10.2 Parties are encouraged to cooperate openly in the exchange of relevant information and documentation. However, the protocol should not be used to justify a ‘fishing expedition’ by either party. No party is obliged under the protocol to disclose any document which a court could not order them to disclose in the pre-action period under CPR 31.16.
10.3 This protocol does not alter the parties’ duties to disclose documents under any professional regulation or under general law.
It is important to comply with Pre-Action Protocols to enable parties to settle issues between themselves avoiding resources of the Court. Instances of non-compliance may be fatal to a litigation case and may result in costs sanctions.
Obtaining solicitors’ advice on disclosure
We are experienced, specialist litigation lawyers and can advise you on applications for disclosure.
Solicitors are under a duty to investigate the position carefully and to ensure so far as is possible that full and proper disclosure of all relevant documents is made. Specialist litigation solicitors must carefully consider what might be the most appropriate approach to disclosure in your case including any applications to be made including pre-action disclosure and non party disclosure.
Advice on claims against negligent auditors
Auditors have a duty to look into the substantial accuracy of any given account, to ensure they correctly represent the state of the company’s affairs. This duty only requires the auditor to have been reasonably careful in their role.
In the instance where a claim of fraud is established in a company, the auditor will not automatically be held to have been negligent in failing to detect the fraud. Therefore, to establish whether an auditor has been negligent, it is necessary to prove that a reasonably competent auditor exercising normal skill and care would have identified the fraud.

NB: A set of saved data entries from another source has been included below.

PR #838, opened 2021-01-13
feat: Updated view for travel suggestions

### LINKED ISSUE #250: [Feature] Updated view of travel suggestions (phase 2)
## Origin

## Motivation

This issue is a continuation of the following feature: #234 

## Hypotheses and assumptions
The user needs to see several travel suggestions on the screen at the same time, to be able to compare them to each other and to choose the best suggestion.
The user needs to know the estimated arrival, in case he needs to get to an appointment in time.
This user needs to know the total travel time, because he wants to be traveling for the shortest time possible.
The user needs to know about the number of transfers, because he thinks it is comfortable to avoid unnecessary transfers.
The user needs to have detailed information about the first step in the journey, because this is something the user must relate to and plan for immediately.

## Proposed solution

image
image

Figma / Components 1.0 / List-groups https://www.figma.com/file/2QTjAdekdIPuLFovQhVrY3/Components-1.0?node-id=547%3A6287
Figma / App 1.0 / Results https://www.figma.com/file/WsvD8b5PnUwvvRJiyRe6I9/App-1.0?node-id=1786%3A295

rikkekantega:
Closes #250 

Update to result item view in accordance to new design
Also add support for icon sizing
And screen reader hidden utility (because of high potential of reuse)

image

### DIFF
--- a/src/screens/Assistant/ResultItem.tsx
+++ b/src/screens/Assistant/ResultItem.tsx
@@ -181,9 +181,9 @@ const ResultItemFooter: React.FC<{legs: Leg[]; onDetailsPressed(): void}> = ({
           AssistantTexts.results.resultItem.footer.detailsHint,
         )}
         icon={ArrowRight}
-        iconPosition={'right'}
-        mode={'tertiary'}
-        type={'compact'}
+        iconPosition="right"
+        mode="tertiary"
+        type="compact"
         onPress={onDetailsPressed}
         textStyle={styles.detailsButtonText}
       />
--- a/src/screens/Assistant/ResultItem.tsx
+++ b/src/screens/Assistant/ResultItem.tsx
@@ -26,6 +26,7 @@ import ThemeText from '../../components/text';
 import ThemeIcon from '../../components/theme-icon';
 import {
   AssistantTexts,
+  dictionary,
   TranslateFunction,
   useTranslation,
 } from '../../translations/';
@@ -53,7 +54,7 @@ function getFromLeg(legs: Leg[]) {
   const found = legs.find(legWithQuay);
   const fromQuay = (found?.fromEstimatedCall ?? found?.fromPlace)?.quay;
   if (!fromQuay) {
-    return legs[0].fromPlace.name ?? '';
+    return legs[0].fromPlace.name;
   }
   const publicCodeOutput = fromQuay.publicCode ? ' ' + fromQuay.publicCode : '';
   return fromQuay.name + publicCodeOutput;
@@ -158,7 +159,7 @@ const ResultItemFooter: React.FC<{legs: Leg[]; onDetailsPressed(): void}> = ({
 }) => {
   const styles = useThemeStyles();
   const {t} = useTranslation();
-  const quayName = getFromLeg(legs);
+  const quayName = getFromLeg(legs) ?? t(dictionary.travel.quay.defaultName);
   const quayLeg = legs.find(legWithQuay);
   const timePrefix =
     !!quayLeg && !quayLeg.realtime ? missingRealtimePrefix : '';
--- a/src/screens/Assistant/ResultItem.tsx
+++ b/src/screens/Assistant/ResultItem.tsx
@@ -1,5 +1,5 @@
 import React from 'react';
-import {View, TouchableOpacity, Text, AccessibilityProps} from 'react-native';
+import {View, AccessibilityProps, ViewStyle} from 'react-native';
 import {Leg, TripPattern} from '../../sdk';
 import {StyleSheet} from '../../theme';
 import {
@@ -7,7 +7,6 @@ import {
   secondsToDurationShort,
   secondsBetween,
   secondsToMinutesShort,
-  formatToClockOrRelativeMinutes,
   missingRealtimePrefix,
   formatToClock,
 } from '../../utils/date';
@@ -28,9 +27,12 @@ import ThemeIcon from '../../components/theme-icon';
 import {
   AssistantTexts,
   TranslateFunction,
-  dictionary,
   useTranslation,
 } from '../../translations/';
+import {ScrollView} from 'react-native-gesture-handler';
+import {ArrowRight, ChevronRight} from '../../assets/svg/icons/navigation';
+import Button from '../../components/button';
+import {screenReaderHidden} from '../../utils/accessibility';
 
 type ResultItemProps = {
   tripPattern: TripPattern;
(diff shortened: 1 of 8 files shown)


src/translations/screens/Assistant.ts
```diff
@@ -75,13 +76,18 @@ const AssistantTexts = {
...
+      destination: {
+        a11yLabel: _('Destinasjon'),
+      },
       waitRow: {
         label: _('Vent'),
       },
+      footer: {
+        fromLabel: (place: string, time: string) => _(`Fra ${place} ${time}`),
+        detailsLabel: _('Detaljer'),
+        detailsHint: _('Aktivér for å  flere detaljer om reisen'),
```
gorandalum, line 88: Mangler et ord?

rikkekantega: Nice catch, woops

src/theme/colors.ts
```diff
@@ -210,7 +217,7 @@ export const themes: Themes = {
       ...textTypes,
     },
     border: {
-      primary: colors.primary.gray_100,
+      primary: colors.primary.gray_50,
```
mikaelbr, line 220: Is this true for the entire design system?

src/translations/screens/Assistant.ts
```diff
@@ -75,13 +76,18 @@ const AssistantTexts = {
...
+      },
       journeySummary: {
-        situationsWarning: _('Driftsmeldinger gjelder for dette forslaget.'),
```
mikaelbr, line 82: Is it now no longer indications that there are some situations relevant for the result item?

mikaelbr: Ah. Probably catched by `hasSituationsTip`

src/screens/Assistant/ResultItem.tsx
```diff
@@ -51,37 +54,40 @@ function getFromLeg(legs: Leg[]) {
...
 }
 const ResultItemHeader: React.FC<{
   tripPattern: TripPattern;
 }> = ({tripPattern}) => {
-  const quayName = getFromLeg(tripPattern.legs);
   const styles = useThemeStyles();
   const durationText = secondsToDurationShort(tripPattern.duration);
   const {t} = useTranslation();
+  const startTime = tripPattern.legs[0].expectedStartTime;
+  const endTime = tripPattern.legs[tripPattern.legs.length - 1].expectedEndTime;
```
mikaelbr, line 69: Potential undefined? Can't remember now exactly, but maybe there's always at least a walk leg. So this should be fine.

src/screens/Assistant/ResultItem.tsx
```diff
@@ -109,63 +115,120 @@ const ResultItem: React.FC<ResultItemProps & AccessibilityProps> = ({
...
+              ) : (
+                <TransportationLeg leg={leg} />
               );
-            }
-            return <TransportationLeg key={leg.serviceJourney.id} leg={leg} />;
+            return (
+              <View
+                style={styles.legOutput}
+                key={leg.serviceJourney?.id ?? leg.fromPlace.latitude}
+                {...screenReaderHidden}
```
mikaelbr, line 139: Note to self/thinking out loud. Wonder if we can make this as a component at some point

src/screens/Assistant/ResultItem.tsx
```diff
@@ -109,63 +115,120 @@ const ResultItem: React.FC<ResultItemProps & AccessibilityProps> = ({
...
+      </ThemeText>
+      <Button
+        text={t(AssistantTexts.results.resultItem.footer.detailsLabel)}
+        accessibilityHint={t(
+          AssistantTexts.results.resultItem.footer.detailsHint,
+        )}
+        icon={ArrowRight}
+        iconPosition={'right'}
+        mode={'tertiary'}
+        type={'compact'}
```
mikaelbr, line 186:
```suggestion
        iconPosition="right"
        mode="tertiary"
        type="compact"
```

In recent years it has become apparent that some of the more successful cases against negligent auditors have been where there has been a misunderstanding as to the degree of responsibility which the auditor was to assume in giving advice. Therefore, it is essential that you distinguish your claim between:
a) negligence which has been carried out contrary to agreed terms; or
b) a dispute that has arisen due to a misunderstanding regarding assumed duties of the auditor.